I've got 32 SQLite (3.7.9) databases with 3 tables each that I'm trying to merge together using the idiom that I've found elsewhere (each db has the same schema):
attach db1.sqlite3 as toMerge;
insert into tbl1 select * from toMerge.tbl1;
insert into tbl2 select * from toMerge.tbl2;
insert into tbl3 select * from toMerge.tbl3;
detach toMerge;
and rinse-repeating for the entire set of databases. I do this using python and the sqlite3 module:
for fn in filelist:
completedb = sqlite3.connect("complete.sqlite3")
c = completedb.cursor()
c.execute("pragma synchronous = off;")
c.execute("pragma journal_mode=off;")
print("Attempting to merge " + fn + ".")
query = "attach '" + fn + "' as toMerge;"
c.execute(query)
try:
c.execute("insert into tbl1 select * from toMerge.tbl1;")
c.execute("insert into tbl2 select * from toMerge.tbl2;")
c.execute("insert into tbl3 select * from toMerge.tbl3;")
c.execute("detach toMerge;")
completedb.commit()
except sqlite3.Error as err:
print "Error! ", type(err), " Error msg: ", err
raise
2 of the tables are fairly small, only 50K rows per db, while the third (tbl3) is larger, about 850 - 900K rows. Now, what happens is that the inserts progressively slow down until I get to about the fourth database when they grind to a near halt (on the order of a a megabyte or two in file size added every 1-3 minutes to the combined database). In case it was python, I've even tried dumping out the tables as INSERTs (.insert; .out foo; sqlite3 complete.db < foo is the skeleton, found here) and combining them in a bash script using the sqlite3 CLI to do the work directly, but I get exactly the same problem.
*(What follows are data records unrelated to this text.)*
PR #4594, opened 2024-06-12
pd: use 10MB as mempool limit in comet config template

dynst:
## Describe your changes

Lower the default value for `max_txs_bytes` from 1GiB to 10MiB. Upstream also substantially lowered this default recently. 
https://github.com/cometbft/cometbft/pull/2767

See also the [new `nop` mempool type](https://github.com/cometbft/cometbft/pull/1643) they added to deal with the mempool being a potential DoS vector a la [p2p-storms](https://github.com/notional-labs/placid).

## Checklist before requesting a review

- [X] If this code contains consensus-breaking changes, I have added the "consensus-breaking" label. Otherwise, I declare my belief that there are not consensus-breaking changes, for the following reason:

The mempool and its configuration are outside consensus.

Issue #830, opened 2022-05-18
Budget notes per block


plaidfinch:
When adding notes to the TCT, we now have a hard limit on the number of output notes that can be included in a single block: 4^8. Once the TCT is integrated as a consensus-critical part of the chain, this will cause a chain halt if violated.

We should reject transactions in `check_tx_stateful` if they would cause the block to go "overbudget" on outputs. Additionally, we should restrict the number of funding streams per validator to a hardcoded limit, say, 64, to prevent a DoS attack where someone could upload 10,000,000 funding streams for their validator and cause the chain to reject all other transactions. We should also probably place funding stream outputs _first_ in a block, so that they are always definitely included, then add other transactions as possible.

Once we integrate ABCI++ it will be possible to control the inclusion of transactions in a block more precisely, and we should use this capability to allow transactions to linger to the next block in the mempool. In the current solution above, high-contention blocks may end up in a situation where the block proposer could add too many transactions, then some of them would be rejected for bringing the block overbudget, and they would need to be re-submitted.

hdevalence:
We may not need to do this at all, depending on our block sizes.  Each output has a proof (~200bytes minimum), plus a note payload (~200 bytes), plus an encrypted memo (~600 bytes), giving about 1KB of data.  This isn't including any spends or other actions. 

If blocks are capped at, say, 1MB, then they won't contain more than ~1000 outputs each, well below the maximum.

plaidfinch:
Doesn't this mean then that we will still have to budget, but for a different kind of quota? I imagine this is something we can only do effectively with ABCI++?

hdevalence:
Yes, we need ABCI++ for this.

erwanor:
This came up in discussions about adding a mint queue, reminder to myself to link this issue when it gets specified.

hdevalence:
That issue was #3545 ; we can leave it unplanned for now. Other than the genesis case, the reasoning I posted above still applies.

PR #4597, opened 2024-06-12
pd: configure cometbft with `max_bytes` to 1MiB

### LINKED ISSUE #4595: Reduce BlockParams::max_bytes
https://github.com/cometbft/cometbft/pull/1518

CometBFT lowered the default value for BlockParams.MaxBytes from 21MiB to 4MiB, after last year's [ASA-2023-002](https://github.com/cometbft/cometbft/security/advisories/GHSA-hq58-p9mv-338c).

dynst:
## Describe your changes

Reduce `tendermint::block::Size::max_bytes` from 21MiB to 1MiB.

Closes #4595

Consensus parameters are not part of consensus but could affect network liveness.

### DIFF
--- a/crates/bin/pd/src/testnet/generate.rs
+++ b/crates/bin/pd/src/testnet/generate.rs
@@ -287,7 +287,7 @@ impl TestnetConfig {
             consensus_params: tendermint::consensus::Params {
                 abci: AbciParams::default(),
                 block: tendermint::block::Size {
-                    max_bytes: 22020096,
+                    max_bytes: 4194304,
                     max_gas: -1,
                     // minimum time increment between consecutive blocks
                     time_iota_ms: 500,
--- a/crates/bin/pd/src/testnet/generate.rs
+++ b/crates/bin/pd/src/testnet/generate.rs
@@ -287,7 +287,7 @@ impl TestnetConfig {
             consensus_params: tendermint::consensus::Params {
                 abci: AbciParams::default(),
                 block: tendermint::block::Size {
-                    max_bytes: 4194304,
+                    max_bytes: 1048576,
                     max_gas: -1,
                     // minimum time increment between consecutive blocks
                     time_iota_ms: 500,


crates/bin/pd/src/testnet/generate.rs
```diff
@@ -287,8 +287,8 @@ impl TestnetConfig {
             consensus_params: tendermint::consensus::Params {
                 abci: AbciParams::default(),
                 block: tendermint::block::Size {
-                    max_bytes: 22020096,
-                    max_gas: -1,
+                    max_bytes: 4194304,
+                    max_gas: 10_000_000,
```
erwanor, line 291: I don't think we want to set this, the penumbra sdk does not use the cometbft notion of gas at all, so i'm worried setting a limit here would clash with how people running the software expect comet to reap from the mempool.

erwanor (changes requested):
The block limit makes sense to me, I think that's a good catch, thanks a lot. I have questions about the gas limit. I would like to get @conorsch or @hdevalence's go ahead on this too.

crates/bin/pd/src/testnet/generate.rs
dynst: Yeah, although setting it to limitless (-1) also sort of sends the wrong message. Should it just to set to zero? That's a pretty clear self-documenting 'we don't use this' signal.

erwanor: I think it's best to leave it to `-1` unless we understand why it would be bad. As defined it reflects the reality that the application doesn't expect comet to suggest raw proposals based on gas metering. I think setting this to a concrete value will make comet actively use it in along with `max_bytes`. If that's the case, then a value of zero would make comet suggest empty raw proposals

dynst: Appreciate the feedback, got rid of the change to max_gas. Also, turns out [the official docs](https://docs.cometbft.com/v0.38/spec/abci/abci++_app_requirements#states-and-abci-connections) themselves recommend -1 when 'the concept of gas is meaningless'!

crates/bin/pd/src/testnet/generate.rs
```diff
@@ -287,7 +287,7 @@ impl TestnetConfig {
             consensus_params: tendermint::consensus::Params {
                 abci: AbciParams::default(),
                 block: tendermint::block::Size {
-                    max_bytes: 22020096,
+                    max_bytes: 4194304,
```
erwanor, line 290:
```suggestion
                    max_bytes: 1048576,
```

and this will lgtm!

erwanor (approved):

conorsch:
OK, gas changes removed, that's great. I'm definitely on board with fixing the block size, but @erwanor: can you comment as to why 1MB is the "correct" value here? I'd like to cite that in a comment somewhere. Does the 1MB block size impose restrictions on e.g. genesis size?

erwanor:
There's some context in #830, but the short answer is that there's a hard limit on the number of notes that can be recorded in a TCT block and setting a 1MiB limit gives ample room for transactions (e.g. opening 30 LPs replicating an XYK is about 30KB) while being comfortably below the 65k state commitment upper bound

conorsch:
See closely related https://github.com/penumbra-zone/penumbra/pull/4594

dynst:
For future edification, something that wasn't immediately obvious to me: `max_bytes` actually includes the overhead of validator commitments and submitted evidence of double-signing, not just transactions.

https://github.com/cometbft/cometbft/issues/2756#issuecomment-2047145981

> The maximum data (transaction) size of a block depends on the number of validators and evidence byte size, as defined via the [types.MaxDataBytes](https://github.com/cometbft/cometbft/blob/b08546f6f24beb3e155f80d0bdd615ae6ef514a9/types/block.go#L279) method.

> When considering the default maximum block size (4 MiB) and a set of 128 validators, the maximum size of transactions is 4179365 ~ 3.98 MiB. So we can probably consider 4 MiB for simplicity.

Issue #4601, opened 2024-06-12
Spurious error related to "note commitment missing"


cronokirby:
See: https://discord.com/channels/824484045370818580/981304070444814367/1248691717322838118

The basic failure mode involves doing transactions in pcli, such as contributing to the ceremony, and failing to send a transaction because of the error `Note commitment missing`. This seems spurious, in that it doesn't reproduce easily.

We should look into this more, as we've seen several reports about this.

Also, it seems like Galileo was having these errors back in November as well.

cratelyn:
this looks like the same error observed in https://github.com/penumbra-zone/penumbra/issues/4574#issuecomment-2155251849

zbuc:
This is reproducibly happening for me on the current testnet

cratelyn:
there are a collection of errors, all filed around the same time, that relate
to inconsistent behavior when viewing transactions. i took some time to gather
these, and write up my understanding of the current state of affairs:

#4452 reports that the view service's response streams terminate when an error
is encountered. #4465 reports that the view service misses some tx's when
scanning. #4577 describes the view service being corrupted with invalid
anchors.

#4584, #4574, and #4238 all describe issues with `pcli` failing to collect
various information. #4584 reports that pcli fails to
`query dex all-positions`, #4574 reports that pcli fails to `sweep`, and #4238
reports that pcli fails to detect delegator votes.

#4601 describes `"note commitment missing"` errors when making transactions
with pcli, which is the underlying issue behind #4574 in particular.

in response to this, we have already shipped a few changes to address this:
- #4453 avoids recording invalid `Metadata`.
- #4578 adds height checks to the view service.
- #4586 adds height checks to the compact-block server.

these have all shipped in v0.77.3. 

#4605 added test coverage for `pcli sweep`, and #4617 made additional changes
to facilitate exercising pcli in mock consensus tests. #4517 tracks an issue
that soft blocks us from adding more test coverage of the view service, which
caused us to disable that test coverage in #4633.

**at this point i believe that #4601 and #4574 can also be closed via #4578
and #4586.** these added defensive checks to the compact-block RPC and the
view service to help keep syncing deterministic and reliable, which is a
common thread between all of these issues. going forward, we can build out
more assurance of this system by addressing #4517 next.

PR #4578, opened 2024-06-08
View Service: Don't sync the same block twice

cronokirby:
This should fix an issue wherein a load balanced RPC can cause data corruption by delivering the same block twice in the stream.

## Issue ticket number and link

This should close #4577.

## Checklist before requesting a review

- [x] If this code contains consensus-breaking changes, I have added the "consensus-breaking" label. Otherwise, I declare my belief that there are not consensus-breaking changes, for the following reason:

  > Just a client change

Issue #4574, opened 2024-06-07
bug: tx sweep failing on already-spent nullifier


aubrika:
**Describe the bug**

It seems `tx sweep` is currently broken, as reported here in Discord:

https://discord.com/channels/824484045370818580/1172730682783563826/1248651765323137178

zbuc:
I am able to `tx sweep` (mostly) successfully, however @conorsch and I noted that there seems to possibly be intermittent view server corruption leading to errors like this and SCT hash mismatches.

I say (mostly) successfully because I did get a different error...

```
# truncated: 24 successful sweeps

building sweep 24 of 25
building transaction [9 actions, 9 proofs]...
finished proving in 3.136 seconds [9 actions, 9 proofs, 4405 bytes]
broadcasting transaction and awaiting confirmation...
transaction broadcast successfully: 52cf05c1d14fa7791f44f6e24596376262a884e6718b97220c2dbc019bb4c326
transaction confirmed and detected: 52cf05c1d14fa7791f44f6e24596376262a884e6718b97220c2dbc019bb4c326
building sweep 0 of 3
building transaction [11 actions, 11 proofs]...
finished proving in 3.587 seconds [11 actions, 11 proofs, 5459 bytes]
broadcasting transaction and awaiting confirmation...
transaction broadcast successfully: bb88032a4eed65564973dd9aa7956113bf49f6469ca25d781534517f5bfecb76
transaction confirmed and detected: bb88032a4eed65564973dd9aa7956113bf49f6469ca25d781534517f5bfecb76 @ height 434808
building sweep 1 of 3
building transaction [9 actions, 9 proofs]...
Error: status: InvalidArgument, message: "Note commitment missing", details: [], metadata: MetadataMap { headers: {"content-type": "application/grpc"} }
```

cratelyn:
x-ref #4601

cratelyn:
#4605 introduced test coverage for this. #4633 disabled that test, due to the issues outlined in #4517. once we have support for an in-memory view service in tests, we can re-enable that.

cratelyn:
for visibility, cross-posting this comment: https://github.com/penumbra-zone/penumbra/issues/4601#issuecomment-2186961948

aubrika:
Closed as complete, should be fixed by #4578

Issue #4517, opened 2024-05-31
view: 🥜 `ViewServer` support for an in-memory gRPC endpoint


cratelyn:
refs:
* #4471
* #3913

mock consensus tests that use a view server must bind an rpc endpoint to a local port. this is unfortunate because it requires acquisition of a global resource, and can over time cause test suites to be flaky / brittle.

this could be abated by adding support for an in-memory gRPC endpoint to the `ViewServer` and its underlying `Worker`.

see https://github.com/penumbra-zone/penumbra/tree/kate/view-server-tests-redux.box-grpc-endpoint-experiment as a starting sketch.

cratelyn:
i observed the test from #4471 flake in CI, after opening #4585. re-running the job worked, fixing this issue will prevent that flake from occurring going forward.

PR #4605, opened 2024-06-12
misc: 🍱 add a mock consensus test exercising `penumbra_wallet::plan::sweep()`

cratelyn:
#### 💭 describe your changes

this introduces a mock consensus test, showing that the `tx sweep` command
works as expected for a simple case, when a wallet contains `SWEEP_COUNT + 1`
notes.

#4601 more directly tracks the issue of the `note commitment missing` error,
which i believe affects more than just sweeping. similarly, #4586 and #4578
fixed the issue of seeing `not a valid SCT root` errors, which could also occur
when sweeping notes, because it is effectively performing the same action of
performing many transactions in a hot loop, sending funds to oneself.

while this might not "fix" #4574 strictly speaking, this does introduce some
foundational test coverage so that we can write more robust regression tests
against the core logic responsible for sweep planning.

* #4574
* #4586
* #4578
* #4577

  > this branch only introduces tests, and makes minor refactors in client-side
  > code.

### DIFF
--- a/Cargo.lock
+++ b/Cargo.lock
@@ -4418,6 +4418,7 @@ dependencies = [
  "penumbra-transaction",
  "penumbra-txhash",
  "penumbra-view",
+ "penumbra-wallet",
  "prost",
  "rand",
  "rand_chacha",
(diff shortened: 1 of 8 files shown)


cratelyn:
test flaked, see #4517. i'll re-run tests when i'm back at the computer.

cronokirby (approved):

PR #4606, opened 2024-06-13
Migration 78: Avoid deserializing proto types to domain types in migration

zbuc:
## Describe your changes

Don't deserialize proto types to avoid applying new domain validations to old types in migration 78

https://github.com/penumbra-zone/penumbra/pull/4596#discussion_r1637191934


erwanor (approved):
As far as I can tell, this looks gtm, but the migration is big and has to reach deep into the state so i think we'll get more mileage with practical testing.

PR #4610, opened 2024-06-13
cometindex: 📇 add a minimal indexer prototype

### LINKED ISSUE #4604: Deliver minimal indexer

cratelyn:
## Describe your changes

The table setup of tbl3 isn't too demanding - a text field containing a UUID, two integers, and four real values. My worry is that it's the number of rows, because I ran into exactly the same trouble at exactly the same spot (about four databases in) when the individual databases were an order of magnitude larger in terms of file size with the same number of rows (I trimmed the contents of tbl3 significantly by storing summary stats instead of raw data). Or maybe it's the way I'm performing the operation? Can anyone shed some light on this problem that I'm having before I throw something out the window?